SOURCE DATA START
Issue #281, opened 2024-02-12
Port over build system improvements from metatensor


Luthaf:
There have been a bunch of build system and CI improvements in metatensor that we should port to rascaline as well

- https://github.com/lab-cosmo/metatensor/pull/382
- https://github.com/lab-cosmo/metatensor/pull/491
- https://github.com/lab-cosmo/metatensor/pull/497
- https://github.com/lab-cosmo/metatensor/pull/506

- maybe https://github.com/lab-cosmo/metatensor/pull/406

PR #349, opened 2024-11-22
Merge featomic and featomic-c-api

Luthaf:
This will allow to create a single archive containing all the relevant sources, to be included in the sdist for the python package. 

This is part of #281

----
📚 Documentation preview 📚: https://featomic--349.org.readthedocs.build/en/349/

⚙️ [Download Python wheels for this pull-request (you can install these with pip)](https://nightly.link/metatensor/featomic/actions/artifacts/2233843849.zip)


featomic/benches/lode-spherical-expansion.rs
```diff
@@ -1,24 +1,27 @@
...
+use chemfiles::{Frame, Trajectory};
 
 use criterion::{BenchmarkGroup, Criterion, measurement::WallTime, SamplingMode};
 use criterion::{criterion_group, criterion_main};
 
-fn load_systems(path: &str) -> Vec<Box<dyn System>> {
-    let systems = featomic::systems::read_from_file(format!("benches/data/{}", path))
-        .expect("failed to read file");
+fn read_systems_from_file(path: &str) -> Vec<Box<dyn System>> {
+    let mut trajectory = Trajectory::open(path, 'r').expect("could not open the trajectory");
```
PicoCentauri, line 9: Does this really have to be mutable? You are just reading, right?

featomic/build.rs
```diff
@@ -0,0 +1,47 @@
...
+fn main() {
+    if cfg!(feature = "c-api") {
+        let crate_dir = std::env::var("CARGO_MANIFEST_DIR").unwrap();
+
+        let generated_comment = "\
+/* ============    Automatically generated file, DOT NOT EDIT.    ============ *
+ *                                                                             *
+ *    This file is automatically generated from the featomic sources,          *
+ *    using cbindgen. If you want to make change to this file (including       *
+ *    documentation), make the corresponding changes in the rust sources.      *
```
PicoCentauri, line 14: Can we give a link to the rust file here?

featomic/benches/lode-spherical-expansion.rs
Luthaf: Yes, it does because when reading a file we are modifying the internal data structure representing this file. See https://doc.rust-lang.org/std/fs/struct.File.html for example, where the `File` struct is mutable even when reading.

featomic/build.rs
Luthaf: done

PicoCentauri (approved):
SOURCE DATA END
SOURCE DATA START
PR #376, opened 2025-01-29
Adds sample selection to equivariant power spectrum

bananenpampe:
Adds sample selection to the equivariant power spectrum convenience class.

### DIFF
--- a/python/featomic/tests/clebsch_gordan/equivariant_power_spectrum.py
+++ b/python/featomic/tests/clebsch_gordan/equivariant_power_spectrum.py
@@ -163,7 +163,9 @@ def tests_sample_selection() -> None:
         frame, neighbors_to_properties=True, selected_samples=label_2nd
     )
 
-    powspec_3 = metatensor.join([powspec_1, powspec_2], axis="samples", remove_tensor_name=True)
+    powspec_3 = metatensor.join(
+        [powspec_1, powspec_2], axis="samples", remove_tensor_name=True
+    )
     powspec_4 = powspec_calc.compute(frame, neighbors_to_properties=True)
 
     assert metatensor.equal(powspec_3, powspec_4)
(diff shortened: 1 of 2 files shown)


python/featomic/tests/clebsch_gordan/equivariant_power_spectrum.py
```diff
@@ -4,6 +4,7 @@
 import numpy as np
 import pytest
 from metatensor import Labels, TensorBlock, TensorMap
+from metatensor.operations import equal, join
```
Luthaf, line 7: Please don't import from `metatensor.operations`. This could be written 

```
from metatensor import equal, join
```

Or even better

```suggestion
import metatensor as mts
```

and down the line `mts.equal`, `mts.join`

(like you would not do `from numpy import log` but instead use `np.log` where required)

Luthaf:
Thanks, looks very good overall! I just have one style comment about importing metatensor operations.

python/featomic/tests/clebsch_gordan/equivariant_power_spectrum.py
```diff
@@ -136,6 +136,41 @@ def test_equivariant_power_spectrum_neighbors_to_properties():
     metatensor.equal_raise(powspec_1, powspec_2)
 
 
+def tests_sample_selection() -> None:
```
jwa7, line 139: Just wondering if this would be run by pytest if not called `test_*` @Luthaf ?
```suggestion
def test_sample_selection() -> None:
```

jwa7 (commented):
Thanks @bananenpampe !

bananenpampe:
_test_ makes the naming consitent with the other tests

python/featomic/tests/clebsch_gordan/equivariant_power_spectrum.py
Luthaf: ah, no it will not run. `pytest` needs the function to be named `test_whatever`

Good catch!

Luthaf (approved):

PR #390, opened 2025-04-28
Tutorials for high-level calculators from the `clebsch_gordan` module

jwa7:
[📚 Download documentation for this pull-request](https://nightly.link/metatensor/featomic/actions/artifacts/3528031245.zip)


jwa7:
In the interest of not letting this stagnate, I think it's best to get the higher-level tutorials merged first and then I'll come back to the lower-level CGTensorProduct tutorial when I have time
SOURCE DATA END
** EXERCISE INSTRUCTIONS **
All lines in the data above from the one with "Issue #281, opened 2024-02-12" through the one with "- https://github.com/lab-cosmo/metatensor/pull/506" must be repeated exactly, and no others.

** WRITTEN SOLUTION **
Issue #281, opened 2024-02-12
Port over build system improvements from metatensor


Luthaf:
There have been a bunch of build system and CI improvements in metatensor that we should port to rascaline as well

- https://github.com/lab-cosmo/metatensor/pull/382
- https://github.com/lab-cosmo/metatensor/pull/491
- https://github.com/lab-cosmo/metatensor/pull/497
- https://github.com/lab-cosmo/metatensor/pull/506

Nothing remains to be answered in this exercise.